TASK OBJECTIVE:
Locate every line below that contains the word "missing" and copy it.

(Excerpts from a dataset)
•••
PR #4637, opened 2026-04-22
[DEV-14642] Fix sorting on Award Type and add sorting for loans

AHasan-FRB:
## Description:

Resolved issues with award type not searching correctly due to not using the keyword, rather the text. 
Added Awards to sorting.

## Technical Details:

- Changed award type to use keyword and not text via `type_description.keyword` in places award type is referred to
- Added Award Type to lookup table mappings

## Requirements for PR Merge:

    1. API Contracts
    2. API UI
    3. Comments
5. [ ] Jira Ticket(s)
    1. [DEV-14642](https://federal-spending-transparency.atlassian.net/browse/DEV-14642)

[DEV-14642]: https://federal-spending-transparency.atlassian.net/browse/DEV-14642?atlOrigin=eyJpIjoiNWRkNTljNzYxNjVmNDY3MDlhMDU5Y2ZhYzA5YTRkZjUiLCJwIjoiZ2l0aHViLWNvbS1KU1cifQ


usaspending_api/search/v2/views/spending_by_award.py
```diff
@@ -473,9 +473,9 @@ def get_elastic_sort_by_fields(self) -> list[str]:  # noqa: PLR0912, C901
                     sort_by_fields = [
                         non_loan_assist_mapping[self.pagination["sort_key"]]
                     ]
-
+        if sort_by_fields[0] == "type_description":
+            sort_by_fields[0] = "type_description.keyword"
```
zachflanders-frb: I don't think we need to modify this here since it is updated in the `elasticsearch_lookups`.

usaspending_api/search/v2/views/spending_by_transaction.py
```diff
@@ -202,6 +202,8 @@ def post(self, request: Request) -> Response:  # noqa: PLR0912, PLR0915
                 ]
             case _:
                 sort_by_fields = [TransactionField(payload_sort_key).full_path]
+        if sort_by_fields[0] == "type_description":
+            sort_by_fields[0] = "type_description.keyword"
```
zachflanders-frb: Same here.

zachflanders-frb (changes requested):
I'm requesting changes to see if we can add a test case to sort by `Award Type`/`Contract Award Type`.  There is a test `test_spending_by_award_sort_recipient_location` that you can probably use as a model.

Left a comment about maybe not needing to check for `type_description` in the views, but feel free to ignore.

usaspending_api/search/tests/integration/test_spending_by_award.py
sethstoudenmier, line 1: Some of our tests have a bad habit of testing that an endpoint returns a 200, but don't actually validate the contents to ensure that the 200 isn't a false positive. I would update the tests you have added to validate that the content in the response is correct. You may only need to validate a single object in the response, but it should be enough to validate that the sort is working as expected.

usaspending_api/search/v2/views/spending_by_transaction.py
sethstoudenmier: Bumping Zach's comment here for some cleanup.

sethstoudenmier (dismissed):

usaspending_api/search/tests/integration/test_spending_by_award.py
```diff
@@ -4806,3 +4806,131 @@ def test_spending_by_award_sort_recipient_uei(
...
+
+    resp = client.post(
+        "/api/v2/search/spending_by_award/",
+        content_type="application/json",
+        data=json.dumps(test_payload),
+    )
+
+    assert resp.status_code == status.HTTP_200_OK
+    results = resp.json().get("results")
+    assert len(results) > 0
```
zachflanders-frb: Since this is testing the ordering functionality, can we test that the results are in the correct order instead of just testing that there are results?  We could include a list of expected results and ensure that the return results match or make a new list of objects from the results that are sorted as expected and compare to the original.

usaspending_api/search/tests/integration/test_spending_by_award.py
```diff
@@ -4806,3 +4806,173 @@ def test_spending_by_award_sort_recipient_uei(
...
+    results = resp.json().get("results")
+    assert results is not None
+    assert len(results) > 0, "Expected at least one contract award in test data"
+
+    # Verify all results have the requested fields
+    for result in results:
+        assert "Award ID" in result, "Award ID missing from result"
+        assert "Contract Award Type" in result, "Contract Award Type missing from result"
+        assert "internal_id" in result
+        assert "generated_internal_id" in result
```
•••
RESULT OF THIS EXERCISE:
+        assert "Award ID" in result, "Award ID missing from result"
+        assert "Contract Award Type" in result, "Contract Award Type missing from result"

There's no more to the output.